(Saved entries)
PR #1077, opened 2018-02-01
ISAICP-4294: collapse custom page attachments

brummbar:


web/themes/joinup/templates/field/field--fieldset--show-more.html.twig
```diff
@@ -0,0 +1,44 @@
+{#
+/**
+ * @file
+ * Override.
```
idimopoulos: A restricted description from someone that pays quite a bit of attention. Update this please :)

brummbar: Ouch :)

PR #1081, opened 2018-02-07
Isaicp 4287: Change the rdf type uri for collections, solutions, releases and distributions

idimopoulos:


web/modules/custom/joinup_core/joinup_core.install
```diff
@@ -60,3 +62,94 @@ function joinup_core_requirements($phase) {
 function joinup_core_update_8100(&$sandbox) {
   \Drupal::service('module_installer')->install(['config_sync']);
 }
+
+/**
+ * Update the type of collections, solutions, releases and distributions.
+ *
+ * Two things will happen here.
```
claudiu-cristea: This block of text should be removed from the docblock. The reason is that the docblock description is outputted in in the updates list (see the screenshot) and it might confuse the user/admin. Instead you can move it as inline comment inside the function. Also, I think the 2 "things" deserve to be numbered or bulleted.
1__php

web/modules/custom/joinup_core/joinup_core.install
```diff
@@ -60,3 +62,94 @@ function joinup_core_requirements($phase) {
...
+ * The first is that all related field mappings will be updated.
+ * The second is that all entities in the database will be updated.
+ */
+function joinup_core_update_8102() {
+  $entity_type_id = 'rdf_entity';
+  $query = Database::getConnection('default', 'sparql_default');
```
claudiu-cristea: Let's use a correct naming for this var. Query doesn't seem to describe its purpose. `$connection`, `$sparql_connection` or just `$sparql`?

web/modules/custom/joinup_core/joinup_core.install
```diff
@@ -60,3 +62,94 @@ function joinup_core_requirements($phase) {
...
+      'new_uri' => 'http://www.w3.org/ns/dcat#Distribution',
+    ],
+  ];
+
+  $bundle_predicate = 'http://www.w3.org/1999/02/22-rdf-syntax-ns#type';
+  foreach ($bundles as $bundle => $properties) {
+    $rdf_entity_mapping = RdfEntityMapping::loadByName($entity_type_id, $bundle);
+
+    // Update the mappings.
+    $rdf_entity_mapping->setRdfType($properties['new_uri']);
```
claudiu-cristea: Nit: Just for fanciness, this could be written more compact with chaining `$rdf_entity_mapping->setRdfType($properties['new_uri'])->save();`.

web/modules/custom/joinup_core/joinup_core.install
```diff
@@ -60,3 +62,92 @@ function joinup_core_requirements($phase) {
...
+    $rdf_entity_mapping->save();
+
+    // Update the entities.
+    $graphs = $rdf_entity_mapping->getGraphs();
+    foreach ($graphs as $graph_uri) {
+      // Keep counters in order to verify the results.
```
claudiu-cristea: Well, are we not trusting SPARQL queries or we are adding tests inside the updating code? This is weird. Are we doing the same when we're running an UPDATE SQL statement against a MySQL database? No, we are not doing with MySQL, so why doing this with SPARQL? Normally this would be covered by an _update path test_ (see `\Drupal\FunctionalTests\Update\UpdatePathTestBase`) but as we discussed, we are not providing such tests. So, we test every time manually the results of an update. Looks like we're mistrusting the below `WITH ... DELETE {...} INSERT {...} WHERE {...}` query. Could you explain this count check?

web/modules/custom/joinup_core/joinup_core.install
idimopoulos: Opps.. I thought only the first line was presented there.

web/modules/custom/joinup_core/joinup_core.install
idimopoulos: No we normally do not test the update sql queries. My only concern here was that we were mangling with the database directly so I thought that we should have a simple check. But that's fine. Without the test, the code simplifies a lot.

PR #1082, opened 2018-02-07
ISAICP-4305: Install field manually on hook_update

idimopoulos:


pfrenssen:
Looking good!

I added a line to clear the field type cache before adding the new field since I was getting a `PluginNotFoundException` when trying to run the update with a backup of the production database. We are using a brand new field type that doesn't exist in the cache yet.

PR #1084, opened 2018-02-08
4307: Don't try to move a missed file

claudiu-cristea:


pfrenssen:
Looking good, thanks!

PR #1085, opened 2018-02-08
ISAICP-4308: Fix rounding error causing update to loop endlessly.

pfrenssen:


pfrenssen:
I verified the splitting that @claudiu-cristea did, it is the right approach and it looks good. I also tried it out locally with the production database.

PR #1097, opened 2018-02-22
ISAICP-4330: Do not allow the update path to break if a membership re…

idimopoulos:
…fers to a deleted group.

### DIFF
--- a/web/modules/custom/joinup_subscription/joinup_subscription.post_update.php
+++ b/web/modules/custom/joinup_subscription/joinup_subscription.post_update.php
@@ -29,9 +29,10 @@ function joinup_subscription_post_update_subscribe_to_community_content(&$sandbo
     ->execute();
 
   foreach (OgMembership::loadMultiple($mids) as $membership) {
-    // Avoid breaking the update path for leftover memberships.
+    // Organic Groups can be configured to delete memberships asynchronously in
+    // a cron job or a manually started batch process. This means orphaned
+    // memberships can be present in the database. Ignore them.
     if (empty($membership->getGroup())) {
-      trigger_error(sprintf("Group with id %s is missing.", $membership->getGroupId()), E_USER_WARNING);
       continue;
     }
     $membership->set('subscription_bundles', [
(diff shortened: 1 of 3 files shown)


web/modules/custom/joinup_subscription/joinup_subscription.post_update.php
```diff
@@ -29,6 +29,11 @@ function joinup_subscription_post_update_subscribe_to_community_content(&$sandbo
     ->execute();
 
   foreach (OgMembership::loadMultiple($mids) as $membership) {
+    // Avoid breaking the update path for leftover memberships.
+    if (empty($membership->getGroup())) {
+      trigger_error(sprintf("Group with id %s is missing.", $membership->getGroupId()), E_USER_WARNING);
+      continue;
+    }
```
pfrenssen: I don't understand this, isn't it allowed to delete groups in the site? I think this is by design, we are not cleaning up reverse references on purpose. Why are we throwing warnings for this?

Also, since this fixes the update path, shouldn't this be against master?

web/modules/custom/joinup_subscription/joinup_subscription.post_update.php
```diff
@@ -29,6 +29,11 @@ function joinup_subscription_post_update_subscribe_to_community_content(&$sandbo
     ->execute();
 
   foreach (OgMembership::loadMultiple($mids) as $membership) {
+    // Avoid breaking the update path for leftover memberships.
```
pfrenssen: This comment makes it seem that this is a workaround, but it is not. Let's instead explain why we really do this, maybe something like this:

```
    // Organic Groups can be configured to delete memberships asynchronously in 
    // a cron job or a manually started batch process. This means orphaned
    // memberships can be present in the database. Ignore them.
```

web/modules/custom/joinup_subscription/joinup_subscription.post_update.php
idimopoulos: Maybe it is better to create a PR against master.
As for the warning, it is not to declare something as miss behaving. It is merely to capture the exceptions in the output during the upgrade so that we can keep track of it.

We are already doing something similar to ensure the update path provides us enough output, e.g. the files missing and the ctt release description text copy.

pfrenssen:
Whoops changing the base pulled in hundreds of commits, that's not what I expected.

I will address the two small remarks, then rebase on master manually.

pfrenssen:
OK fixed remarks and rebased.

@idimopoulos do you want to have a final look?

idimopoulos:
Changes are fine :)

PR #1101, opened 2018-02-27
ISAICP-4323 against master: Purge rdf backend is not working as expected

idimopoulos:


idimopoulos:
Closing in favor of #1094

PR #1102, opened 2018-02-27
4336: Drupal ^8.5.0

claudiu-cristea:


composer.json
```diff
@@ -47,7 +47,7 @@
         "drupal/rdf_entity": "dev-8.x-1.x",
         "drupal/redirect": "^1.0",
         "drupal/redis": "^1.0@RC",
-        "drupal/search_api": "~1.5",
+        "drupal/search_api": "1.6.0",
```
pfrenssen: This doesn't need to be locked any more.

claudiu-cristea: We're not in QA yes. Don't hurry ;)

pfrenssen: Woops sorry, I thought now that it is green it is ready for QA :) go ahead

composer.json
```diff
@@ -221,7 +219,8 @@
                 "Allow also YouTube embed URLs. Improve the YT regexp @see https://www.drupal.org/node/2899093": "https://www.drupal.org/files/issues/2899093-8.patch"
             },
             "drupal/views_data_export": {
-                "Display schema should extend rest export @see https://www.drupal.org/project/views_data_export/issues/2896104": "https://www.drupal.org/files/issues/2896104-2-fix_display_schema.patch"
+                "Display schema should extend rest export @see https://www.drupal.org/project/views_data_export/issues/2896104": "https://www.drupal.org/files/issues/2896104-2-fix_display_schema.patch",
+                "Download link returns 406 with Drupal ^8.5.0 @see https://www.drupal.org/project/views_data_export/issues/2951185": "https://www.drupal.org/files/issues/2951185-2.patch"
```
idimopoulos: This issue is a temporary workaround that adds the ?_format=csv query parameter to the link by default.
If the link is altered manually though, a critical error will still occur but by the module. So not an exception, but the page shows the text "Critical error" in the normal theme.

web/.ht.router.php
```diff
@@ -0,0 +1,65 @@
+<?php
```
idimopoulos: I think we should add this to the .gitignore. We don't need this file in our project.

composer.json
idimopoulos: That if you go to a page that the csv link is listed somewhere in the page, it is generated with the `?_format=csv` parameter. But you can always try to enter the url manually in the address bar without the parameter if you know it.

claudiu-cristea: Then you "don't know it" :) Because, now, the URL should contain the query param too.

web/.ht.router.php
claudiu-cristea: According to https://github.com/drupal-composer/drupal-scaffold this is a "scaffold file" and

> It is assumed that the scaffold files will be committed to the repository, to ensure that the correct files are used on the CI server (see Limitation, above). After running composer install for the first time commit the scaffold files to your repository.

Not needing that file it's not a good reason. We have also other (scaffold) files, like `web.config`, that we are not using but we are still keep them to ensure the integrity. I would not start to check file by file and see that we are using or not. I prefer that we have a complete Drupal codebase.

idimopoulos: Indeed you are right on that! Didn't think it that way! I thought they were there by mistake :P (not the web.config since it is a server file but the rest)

• **Exercise details**
Where the string "address" turns up in a line of the data above, copy that whole line.

• **Task output**
I will address the two small remarks, then rebase on master manually.
idimopoulos: That if you go to a page that the csv link is listed somewhere in the page, it is generated with the `?_format=csv` parameter. But you can always try to enter the url manually in the address bar without the parameter if you know it.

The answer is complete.